Let’s Encrypt improves how we manage OCSP responses

Let’s Encrypt has improved how we manage Online Certificate Status Protocol (OCSP) responses by deploying Redis and generating responses on-demand rather than pre-generating them, making us more reliable than ever.

About OCSP Responses

OCSP is used to communicate the revocation status of TLS certificates. When an ACME agent signs a request to revoke a certificate, our Let’s Encrypt Certificate Authority (CA) verifies whether or not the request is authorized and if it is, we begin publishing a ‘revoked’ OCSP response for that certificate. Each time a relying party, such as a browser, visits a domain with a Let’s Encrypt certificate, they can request information about whether the certificate has been revoked and we serve a reply containing ‘good’ or ‘revoked’, signed by our CA, which we call an OCSP response.

An Enormous OCSP Response Load: 100,000 Every Second

Let’s Encrypt currently serves over 300 million domains, which means we receive an enormous number of certificate revocation status requests — fielding around 100,000 OCSP responses every second!

Normally 98-99% of our OCSP responses are handled by our Content Delivery Network (CDN). But there are times when our CDN has an issue resulting in Let’s Encrypt being required to directly accept a larger number of requests. Historically, we could effectively respond to a maximum of 6% of our OCSP response traffic on our own. Should the need arise for us to accept much higher than that, some of our systems might begin to take too long to return results, return significant numbers of errors, or even stop accepting new requests. Not an ideal situation for us, or the Internet.

Our inability to serve OCSP responses during an issue with one of our CDNs could result in a slowdown in users' browsing speed or not being able to connect to a website — or worse, Internet users unintentionally visiting domains for which a certificate has been revoked. Browsers react differently to unresponsive OCSP, but one thing was clear, our systems needed to handle these occasions much better.

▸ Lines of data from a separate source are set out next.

PR #1703, opened 2024-08-07
[16.0][FIX] sale_product_template_tags: missing dependency

alessandro-fiorino:
The module `sale_product_template_tags` references the `product.product_tag` action, but the `product` module isn't referenced in the depends list.

### DIFF
--- a/sale_product_template_tags/__manifest__.py
+++ b/sale_product_template_tags/__manifest__.py
@@ -9,7 +9,7 @@
     "license": "AGPL-3",
     "author": "Camptocamp SA, Odoo Community Association (OCA)",
     "website": "https://github.com/OCA/product-attribute",
-    "depends": ["sale"],
+    "depends": ["sale", "product"],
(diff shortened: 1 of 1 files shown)


alessandro-fiorino:
@ivantodorovich could you review it please ?

ivantodorovich:
The `sale` module depends on `account`, which depends on `product`

So, this is redundant.

What lead you to this change? Perhaps it's another error

alessandro-fiorino:
Didn't noticed the indirect reference to product.
Dev builds on odoo.sh were failing complaining about the missing reference
to the  product.product_tag action.



Il giorno gio 8 ago 2024 alle ore 00:01 Iván Todorovich <
***@***.***> ha scritto:

ivantodorovich:
I'm not sure how dev builds are managed in Odoo.sh, but it sounds like the record might've been removed. Perhaps an update on the `product` module would solve it.

PR #1713, opened 2024-09-03
[14.0][FIX]product_assortment: whitelist preserves 'ALL' domain

PicchiSeba:
Before this PR, having records in the whitelist and no domain specified resulted in the filter being applied only on the items in the whitelist

Before
Screenshot from 2024-09-03 10-09-36

After
Screenshot from 2024-09-03 10-09-56


PicchiSeba:
TODO: add flag to include/exclude domain results

PR #1725, opened 2024-09-19
[17.0][FIX] product_supplierinfo_for_customer: fix missing products in comodel search

xmglord:
When searching for products in a comodel, the results are obtained via the `_name_search` method over `product.product`. Currently, this search is not retrieving all matching results.

This issue occurs because the parameters for the `_name_search` method changed in Odoo v17, and during the migration, this was not adapted. As a result, when the method is called, it only retrieves 100 results due to the default limit not being handled correctly.

This commit updates the overridden `_name_search` method to match the new method signature in Odoo v17 and properly handle the `limit` parameter. This ensures that all matching products are returned during the search.

### DIFF
--- a/product_supplierinfo_for_customer/__manifest__.py
+++ b/product_supplierinfo_for_customer/__manifest__.py
@@ -12,6 +12,7 @@
     "website": "https://github.com/OCA/product-attribute",
     "category": "Sales Management",
     "license": "AGPL-3",
+    "maintainers": ["luisg123v"],
     "depends": ["product"],
     "data": [
         "security/ir.model.access.csv",
--- a/product_supplierinfo_for_customer/models/product_product.py
+++ b/product_supplierinfo_for_customer/models/product_product.py
@@ -16,9 +16,7 @@ class ProductProduct(models.Model):
         )._compute_display_name()
 
     @api.model
-    def _name_search(
-        self, name="", domain=None, operator="ilike", limit=100, order=None
-    ):
+    def _name_search(self, name, domain=None, operator="ilike", limit=None, order=None):
         res = super()._name_search(
             name, domain=domain, operator=operator, limit=limit, order=order
         )


xmglord:
@luisg123v

I explored the possibility of using the `_rec_names_search` property to avoid overriding the `_name_search` method. However, after analysis, I found that it's not feasible because a single product can have multiple `product.customerinfo` records, one for each customer.

While we can use dot notation and the `@property` decorator to reference related fields, Odoo's `_rec_names_search` property is not designed to handle searches over One2many relationships where multiple records need to be considered. Specifically, we cannot efficiently search across all `product.customerinfo` records associated with a product to match a search term in fields like `product_code` or `product_name`.

Given this limitation, the most effective solution is to fix the parameters of the overridden _name_search method to align with Odoo 17's changes.

xmglord:
@pedrobaeza @luisg123v please review

pedrobaeza (commented):
I don't get this change, as the signature is the previous one:

https://github.com/odoo/odoo/blob/4401d4f9af7698ee79aee82bda3b240ef322bf43/odoo/models.py#L1714

xmglord:
> I don't get this change, as the signature is the previous one:
> 
> https://github.com/odoo/odoo/blob/4401d4f9af7698ee79aee82bda3b240ef322bf43/odoo/models.py#L1714

The inheritance is over this one:

https://github.com/odoo/odoo/blob/4401d4f9af7698ee79aee82bda3b240ef322bf43/odoo/models.py#L1750

And the change is because in the replanishment (or any other model with a field related to product.product) if you search for a product it will only take into account the first hundred products which is not expected.

pedrobaeza (approved):
OK, sorry, I lost the initial `_`.

luisg123v:
Hi @xmglord,

LGTM.

Could we take this chance to add myself as maintainer, please?

Regards,

xmglord:
> Hi @xmglord,
> 
> LGTM.
> 
> Could we take this chance to add myself as maintainer, please?
> 
> Regards,

Done, also I test again the dot notation and the error was a typo, but it do not work using `_rec_name_search` since it used in `_name_search` in [here](https://github.com/odoo/odoo/blob/17.0/odoo/models.py#L1758) but there's an inheritance in odoo that do not use the model property in [here](https://github.com/odoo/odoo/blob/17.0/addons/product/models/product_product.py#L530) so it will not be possible to use.

luisg123v (approved):
LGTM :+1: 

CC @desdelinux @moylop260

marielejeune (approved):
LGTM.

Could we merge this so I can take it into the 18.0 migration I'm working on?

xmglord:
@pedrobaeza this is ready for merge

desdelinux (approved):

Increasing our Reliability

After working on this throughout most of 2022, our engineers have dramatically improved our ability to independently serve OCSP responses. We did that by deploying Redis as an in-memory caching layer that helps protect our database by absorbing traffic spikes, whether due to CDN issues or our own actions, such as CDN cache clearing.

Pivot in Design

Our team developed a system architecture design to organize/change all of the various interconnected systems needed to make Redis trusted to serve our OCSP responses. Amidst the fervor of developing this design, our engineers identified a resource we could depend upon more heavily to simplify the overall architecture and still realize incredible reliability gains. Rather than pre-signing OCSP status responses at regular intervals, storing the results in a relational database, and asking Redis to keep copies—we could keep simple but authoritative certificate status information in our database. We could then leverage fast, concurrent signing power from our HSMs to Just-in-Time sign a fresh OCSP response, cache it in Redis, and return it to the requester. Thanks to this, the demands on the relational database became much lighter (especially total table-writes and write-contention), the speed was impressive, and Redis wasn’t holding anything that couldn’t be (very very quickly) regenerated.

Testing our Systems

The first test was to directly accept 1/16 of the requests by dropping a segment of our CDN cache. In that initial test we handled ~12,500 requests per second. Successive tests ratcheted up to 1/8th CDN cache drop, then 1/4th, then 1/2, then a 100% cache drop. With each ratcheting up of the test load we were able to monitor and glean insights as to how our deployment could handle the traffic. In the final test of 100% of requests, our systems remained responsive. This means that if we experience a spike in the number of OCSP responses we need to accept moving forward, we are equipped to handle them, dramatically reducing the risks to Internet users.

Supporting Let’s Encrypt

As a project of the Internet Security Research Group (ISRG), 100% of our funding comes from contributions from our community of users and supporters. We depend on their support in order to provide our public benefit services. If your company or organization would like to sponsor Let’s Encrypt please email us at sponsor@letsencrypt.org. If you can support us with a donation, we ask that you make an individual contribution.

19 Jul 12:45

My wife was outed to her father, and he had the most amazing response!

by /u/huff4bug

I just want to preface this post by saying that I just discovered this subreddit and I've never posted here before. I am apprehensive about this post because of the name of the group, but I have two X chromosomes, and this is my story. Sorry if this isn't an appropriate place to post this though.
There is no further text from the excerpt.